Material supplied:
◇ ◇ ◇ ◇ ◇

PR #2887, opened 2023-08-08
Shareable graphics resources

sankhesh:
### Context

Add ability to cache graphics resources at the context level and have mappers re-use them if they are looking at the same data in the same render window. 

### Results

This ability opens up graphics resource sharing across viewports in applications where the same dataset is being rendered by different mappers. An example of this is provided with a QuadView that has three image reslice views and a volume view, all looking at the same 3D vtkImageData. Without this change, each mapper would be uploading the whole dataset to the GPU. 

### Changes

### PR and Code Checklist

### Testing

- [x] Tested environment:
  - **vtk.js**: 
  - **OS**: 
  - **Browser**:

### DIFF
--- a/Sources/Rendering/Core/Mapper2D/index.js
+++ b/Sources/Rendering/Core/Mapper2D/index.js
@@ -141,6 +141,23 @@ function vtkMapper2D(publicAPI, model) {
     }
     model.colorBuildString = `${publicAPI.getMTime()}${scalars.getMTime()}${alpha}`;
   };
+
+  publicAPI.getPrimitiveCount = () => {
+    const input = publicAPI.getInputData();
+    const pcount = {
+      points: input.getPoints().getNumberOfValues() / 3,
+      verts:
+        input.getVerts().getNumberOfValues() -
+        input.getVerts().getNumberOfCells(),
+      lines:
+        input.getLines().getNumberOfValues() -
+        2 * input.getLines().getNumberOfCells(),
+      triangles:
+        input.getPolys().getNumberOfValues() -
+        3 * input.getPolys().getNumberOfCells(),
+    };
+    return pcount;
+  };
 }
 
 // ----------------------------------------------------------------------------
--- a/Sources/Rendering/OpenGL/ImageResliceMapper/index.js
+++ b/Sources/Rendering/OpenGL/ImageResliceMapper/index.js
@@ -203,6 +203,12 @@ function vtkOpenGLImageResliceMapper(publicAPI, model) {
     if (!scalars) {
       return;
     }
+    if (model._scalars !== scalars) {
+      model._openGLRenderWindow.releaseGraphicsResourcesForObject(
+        model._scalars
+      );
+      model._scalars = scalars;
+    }
 
     const numComp = scalars.getNumberOfComponents();
     let toString = `${image.getMTime()}A${scalars.getMTime()}`;
@@ -221,7 +227,6 @@ function vtkOpenGLImageResliceMapper(publicAPI, model) {
         model.openGLTexture.setOglNorm16Ext(
           model.context.getExtension('EXT_texture_norm16')
         );
-        model.openGLTexture.releaseGraphicsResources(model._openGLRenderWindow);
         model.openGLTexture.resetFormatAndType();
         model.openGLTexture.create3DFilterableFromDataArray(
           dims[0],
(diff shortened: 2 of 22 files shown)


Sources/Rendering/OpenGL/ImageResliceMapper/index.js
```diff
@@ -231,130 +230,174 @@ function vtkOpenGLImageResliceMapper(publicAPI, model) {
...
-    const cfunToString = computeFnToString(
-      ppty,
-      ppty.getRGBTransferFunction,
-      numIComps
-    );
+    const colorTransferFunc = ppty.getRGBTransferFunction();
+    toString = computeFnToString(ppty, colorTransferFunc, numIComps);
+    const cTex =
+      model._openGLRenderWindow.getGraphicsResourceForObject(colorTransferFunc);
+    // const cTex = null;
```
floryst, line 254: Extraneous comment.

floryst (commented):
Exciting work! We will need to update the types for certain classes (e.g. ImageProperty, VolumeProperty, IStatistics, etc.).

Sources/Rendering/OpenGL/RenderWindow/index.js
```diff
@@ -1344,6 +1391,8 @@ export function extend(publicAPI, model, initialValues = {}) {
   model.bgImage.style.zIndex = '-1';
 
   model._textureResourceIds = new Map();
+  model._graphicsResources = new Map();
+  model._graphicsResourceHash = new Map();
```
jadh4v, line 1395: This is subjective but you probably don't need a separate `Map` for hash strings. Maybe just add that as a part of value in _graphicsResources map.
`_graphicsResources.set( vtkObj, { gObj: resource, hash: hashStr });`

jadh4v (approved):
Some subjective comments, but overall looks good to me. Really cool work!

bruyeret:
Very good work, I hope it will be merged soon!
Do you think it would be possible to factorize the code in the mappers?
I am talking about the modifications to `buildBufferObjects` in the VolumeMapper and ImageResliceMapper

Sources/Rendering/Core/Mapper2D/index.js
```diff
@@ -141,6 +141,23 @@ function vtkMapper2D(publicAPI, model) {
...
+      points: input.getPoints().getNumberOfValues() / 3,
+      verts:
+        input.getVerts().getNumberOfValues() -
+        input.getVerts().getNumberOfCells(),
+      lines:
+        input.getLines().getNumberOfValues() -
+        2 * input.getLines().getNumberOfCells(),
+      triangles:
+        input.getPolys().getNumberOfValues() -
+        3 * input.getPolys().getNumberOfCells(),
```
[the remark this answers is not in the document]
sankhesh: Not necessarily. Polygons are split up into triangles for upload to the GPU. And that's the primitive count that I am looking for here.

Sources/Rendering/Core/Mapper2D/index.js
```diff
@@ -141,6 +141,23 @@ function vtkMapper2D(publicAPI, model) {
     }
     model.colorBuildString = `${publicAPI.getMTime()}${scalars.getMTime()}${alpha}`;
   };
+
+  publicAPI.getPrimitiveCount = () => {
+    const input = publicAPI.getInputData();
+    const pcount = {
+      points: input.getPoints().getNumberOfValues() / 3,
```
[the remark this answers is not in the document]
sankhesh: Yes, this mapper is just for vtkPolyData.

Sources/Rendering/Core/Mapper2D/index.js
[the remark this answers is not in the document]
sankhesh: That is true now but earlier when we were adding extra triangles (for edge rendering, say), the primitive count differed. I'll leave this as is for now.

Sources/Rendering/OpenGL/RenderWindow/index.js
sankhesh: That's a good suggestion. Leaving it as is for now but will modify when I revisit this.

Sources/Rendering/OpenGL/RenderWindow/index.js
```diff
@@ -1286,6 +1316,59 @@ function vtkOpenGLRenderWindow(publicAPI, model) {
...
+    if (!vtkObj) {
+      return false;
+    }
+    model._graphicsResources.get(vtkObj)?.releaseGraphicsResources(publicAPI);
+    return (
+      model._graphicsResources.delete(vtkObj) &&
+      model._graphicsResourceHash.delete(vtkObj)
+    );
+  };
+  publicAPI.releaseGraphicsResources = () => {
```
floryst, line 1352: Should this be called in `delete()`? Or is that handled elsewhere?

sankhesh: There is no `delete` at the OpenGL render window level because that is basically deleting the context.
This function should be called by applications that are using the switch data over time and need to free up the GPU allocations for old data.

floryst (approved):
LGTM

◇ ◇ ◇ ◇ ◇

Problem description:
In full and without error, transcribe the listing.

Task output:
PR #2887, opened 2023-08-08
Shareable graphics resources

sankhesh:
### Context

Add ability to cache graphics resources at the context level and have mappers re-use them if they are looking at the same data in the same render window. 

### Results

This ability opens up graphics resource sharing across viewports in applications where the same dataset is being rendered by different mappers. An example of this is provided with a QuadView that has three image reslice views and a volume view, all looking at the same 3D vtkImageData. Without this change, each mapper would be uploading the whole dataset to the GPU. 

### Changes

### PR and Code Checklist

### Testing

- [x] Tested environment:
  - **vtk.js**: 
  - **OS**: 
  - **Browser**:

### DIFF
--- a/Sources/Rendering/Core/Mapper2D/index.js
+++ b/Sources/Rendering/Core/Mapper2D/index.js
@@ -141,6 +141,23 @@ function vtkMapper2D(publicAPI, model) {
     }
     model.colorBuildString = `${publicAPI.getMTime()}${scalars.getMTime()}${alpha}`;
   };
+
+  publicAPI.getPrimitiveCount = () => {
+    const input = publicAPI.getInputData();
+    const pcount = {
+      points: input.getPoints().getNumberOfValues() / 3,
+      verts:
+        input.getVerts().getNumberOfValues() -
+        input.getVerts().getNumberOfCells(),
+      lines:
+        input.getLines().getNumberOfValues() -
+        2 * input.getLines().getNumberOfCells(),
+      triangles:
+        input.getPolys().getNumberOfValues() -
+        3 * input.getPolys().getNumberOfCells(),
+    };
+    return pcount;
+  };
 }
 
 // ----------------------------------------------------------------------------
--- a/Sources/Rendering/OpenGL/ImageResliceMapper/index.js
+++ b/Sources/Rendering/OpenGL/ImageResliceMapper/index.js
@@ -203,6 +203,12 @@ function vtkOpenGLImageResliceMapper(publicAPI, model) {
     if (!scalars) {
       return;
     }
+    if (model._scalars !== scalars) {
+      model._openGLRenderWindow.releaseGraphicsResourcesForObject(
+        model._scalars
+      );
+      model._scalars = scalars;
+    }
 
     const numComp = scalars.getNumberOfComponents();
     let toString = `${image.getMTime()}A${scalars.getMTime()}`;
@@ -221,7 +227,6 @@ function vtkOpenGLImageResliceMapper(publicAPI, model) {
         model.openGLTexture.setOglNorm16Ext(
           model.context.getExtension('EXT_texture_norm16')
         );
-        model.openGLTexture.releaseGraphicsResources(model._openGLRenderWindow);
         model.openGLTexture.resetFormatAndType();
         model.openGLTexture.create3DFilterableFromDataArray(
           dims[0],
(diff shortened: 2 of 22 files shown)


Sources/Rendering/OpenGL/ImageResliceMapper/index.js
```diff
@@ -231,130 +230,174 @@ function vtkOpenGLImageResliceMapper(publicAPI, model) {
...
-    const cfunToString = computeFnToString(
-      ppty,
-      ppty.getRGBTransferFunction,
-      numIComps
-    );
+    const colorTransferFunc = ppty.getRGBTransferFunction();
+    toString = computeFnToString(ppty, colorTransferFunc, numIComps);
+    const cTex =
+      model._openGLRenderWindow.getGraphicsResourceForObject(colorTransferFunc);
+    // const cTex = null;
```
floryst, line 254: Extraneous comment.

floryst (commented):
Exciting work! We will need to update the types for certain classes (e.g. ImageProperty, VolumeProperty, IStatistics, etc.).

Sources/Rendering/OpenGL/RenderWindow/index.js
```diff
@@ -1344,6 +1391,8 @@ export function extend(publicAPI, model, initialValues = {}) {
   model.bgImage.style.zIndex = '-1';
 
   model._textureResourceIds = new Map();
+  model._graphicsResources = new Map();
+  model._graphicsResourceHash = new Map();
```
jadh4v, line 1395: This is subjective but you probably don't need a separate `Map` for hash strings. Maybe just add that as a part of value in _graphicsResources map.
`_graphicsResources.set( vtkObj, { gObj: resource, hash: hashStr });`

jadh4v (approved):
Some subjective comments, but overall looks good to me. Really cool work!

bruyeret:
Very good work, I hope it will be merged soon!
Do you think it would be possible to factorize the code in the mappers?
I am talking about the modifications to `buildBufferObjects` in the VolumeMapper and ImageResliceMapper

Sources/Rendering/Core/Mapper2D/index.js
```diff
@@ -141,6 +141,23 @@ function vtkMapper2D(publicAPI, model) {
...
+      points: input.getPoints().getNumberOfValues() / 3,
+      verts:
+        input.getVerts().getNumberOfValues() -
+        input.getVerts().getNumberOfCells(),
+      lines:
+        input.getLines().getNumberOfValues() -
+        2 * input.getLines().getNumberOfCells(),
+      triangles:
+        input.getPolys().getNumberOfValues() -
+        3 * input.getPolys().getNumberOfCells(),
```
[the remark this answers is not in the document]
sankhesh: Not necessarily. Polygons are split up into triangles for upload to the GPU. And that's the primitive count that I am looking for here.

Sources/Rendering/Core/Mapper2D/index.js
```diff
@@ -141,6 +141,23 @@ function vtkMapper2D(publicAPI, model) {
     }
     model.colorBuildString = `${publicAPI.getMTime()}${scalars.getMTime()}${alpha}`;
   };
+
+  publicAPI.getPrimitiveCount = () => {
+    const input = publicAPI.getInputData();
+    const pcount = {
+      points: input.getPoints().getNumberOfValues() / 3,
```
[the remark this answers is not in the document]
sankhesh: Yes, this mapper is just for vtkPolyData.

Sources/Rendering/Core/Mapper2D/index.js
[the remark this answers is not in the document]
sankhesh: That is true now but earlier when we were adding extra triangles (for edge rendering, say), the primitive count differed. I'll leave this as is for now.

Sources/Rendering/OpenGL/RenderWindow/index.js
sankhesh: That's a good suggestion. Leaving it as is for now but will modify when I revisit this.

Sources/Rendering/OpenGL/RenderWindow/index.js
```diff
@@ -1286,6 +1316,59 @@ function vtkOpenGLRenderWindow(publicAPI, model) {
...
+    if (!vtkObj) {
+      return false;
+    }
+    model._graphicsResources.get(vtkObj)?.releaseGraphicsResources(publicAPI);
+    return (
+      model._graphicsResources.delete(vtkObj) &&
+      model._graphicsResourceHash.delete(vtkObj)
+    );
+  };
+  publicAPI.releaseGraphicsResources = () => {
```
floryst, line 1352: Should this be called in `delete()`? Or is that handled elsewhere?

sankhesh: There is no `delete` at the OpenGL render window level because that is basically deleting the context.
This function should be called by applications that are using the switch data over time and need to free up the GPU allocations for old data.

floryst (approved):
LGTM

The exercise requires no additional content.